(Margo D. Beller) |
I had not heard the doe approach as I tried to shake the early-rising fog from my head. But I sure heard the wrens.
I knew what I had to do next: put on lightweight and light colored clothes because of the expected summer heat, get the lopper and bring out two large baskets - one for the branches, one for the apples I'd be stripping off. But it is not a matter of just whacking away haphazardly. Like the woman who no doubt will be cutting back my long hair this week to make it short for the hot summer weather we're finally getting, you have to do things with style and make what's left look pretty, as though it had always been that way.

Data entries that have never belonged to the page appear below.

PR #5164, opened 2024-05-17
fix: revert `font-family` escaping introduced by #4545

nperez0111:
## Changes Overview

Using `CSS.escape` is the wrong tool for the job here:
 - it is meant for CSS selectors and does not handle CSS variables properly.
 - you can't use `var(--title)` as a font-family because it was getting escaped to `var\(--title\)`

Instead, this reverts back to the previous behavior and forces the caller to specify an actual valid CSS font-family value.

## Implementation Approach

I was notified that CSS variables don't work as the name.
CSS.escape did not look the right tool for the job.

I considered trying to quote the font-family using [this stack overflow mentioned how to do it](https://stackoverflow.com/questions/7638775/do-i-need-to-wrap-quotes-around-font-family-names-in-css), but I ended up going back on that decision because it is just over complicated and it really should be the caller's responsibility to input valid font-family values. But you can see my previous working example in [my previous commit](https://github.com/ueberdosis/tiptap/pull/5164/commits/b0e9336012fea137f01d3a34be8b5d4ad0bd2852)

## Testing Done

Added tests for font-family setting and new button for CSS variable

## Verification Steps
Try it with: http://localhost:3000/preview/Extensions/FontFamily

## Checklist

## Related Issues

PR: #4545
The original issue could have been avoided if they quoted properly

### DIFF
--- a/demos/src/Extensions/FontFamily/React/index.jsx
+++ b/demos/src/Extensions/FontFamily/React/index.jsx
@@ -73,6 +73,13 @@ export default () => {
       >
         CSS variable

House wren (Margo D. Beller) |
The branches I cut were dumped from the basket into my fenced compost pile until the leaves turn brown and unappetizing, which should be in time for me to put them at the curb with other brush to be picked up.

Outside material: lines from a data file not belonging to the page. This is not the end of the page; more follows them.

Issue #5010, opened 2024-03-25
[Bug]: paste does not respect extension-text-align settings


volarname:
### Which packages did you experience the bug in?

core, extension-text-align

### What Tiptap version are you using?

2.2.4

### What’s the bug you are facing?

when you configure extension-text-align like this
```js
TextAlign.configure({
      alignments: ['left', 'center', 'right'],
      defaultAlignment: 'left',
}),
```
and you copy/paste justified text from html/word etc
it will be pasted as justified text in the document schema instead of default (left)
```json
"attrs": {
        "textAlign": "justify"
},
```

### What browser are you using?

Chrome

### What did you expect to happen?

copy/paste should respect extension settings and should set textAlign to default value instead of unsupported value

### Did you update your dependencies?

- [X] Yes, I’ve updated my dependencies to use the latest version of all packages.

### Are you sponsoring us?

- [ ] Yes, I’m a sponsor. 💖

PR #5169, opened 2024-05-20
fix: parse only allowed text align alignments

volarname:
## Changes Overview
TextAlign extension should respects alignments config options, so when you for example copy paste alignment that is not configured, it will insert it as default.

## Implementation Approach
I am just checking if provided value used in parseHTML is from allowed/configured list.

## Testing Done
I have not added test, because this is really a small change/fix.

## Verification Steps
Try to configure text aligns that exclude justify, copy/paste text from website where is justified. On paste it should be left, because justify is not supported by provided config.

## Checklist

## Related Issues
(https://github.com/ueberdosis/tiptap/issues/5010)

### DIFF
--- a/packages/extension-text-align/src/text-align.ts
+++ b/packages/extension-text-align/src/text-align.ts
@@ -63,11 +63,12 @@ export const TextAlign = Extension.create<TextAlignOptions>({
         attributes: {
           textAlign: {
             default: this.options.defaultAlignment,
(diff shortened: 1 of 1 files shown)


volarname:
@bdbch @svenadlung can someone please look at this, its really simple fix

nperez0111:
@volarname Appreciate the contribution, agreed this should be default behavior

Some may think me cruel for wanting to deprive the deer. It is not their fault my yard or those of the other houses in the sprawling New Jersey suburbs are set up perfectly in small patches with a variety of bite-size plants to try, or that the deer's nonhuman predators, such as the eastern coyote, are not encouraged to hang around. I have a friend who, unlike me, leaves feeders out for the birds all year long, and she goes all dewy-eyed when she sees a doe feeding on someone else's shrubs. Of course, she keeps the plants she cares about in pots on her deck, high above where any deer can get to them.
I've often said that had I known back in the mid-1990s what I know now, most of the plants I currently grow would never have been put in. I have become an expert on "deer-resistant" plants - a real growth industry - and deer fencing to protect the plants I now know deer will destroy.
One of last year's apples (Margo D. Beller) |
Meanwhile, there are cheeping young in the wren box, so small that both parents went in to feed them at the same time at one point while I worked. The adults weren't pleased by my being so close to the nest but they seem to be used to me and when I cut branches near the box it was only after they had fed the young and flown off for more food. I doubt wrens know the concept of "trust" but they somehow know I will not injure the next.
And as an added benefit or removing the lower branches, I have a better view of this year's wren show. It never gets old.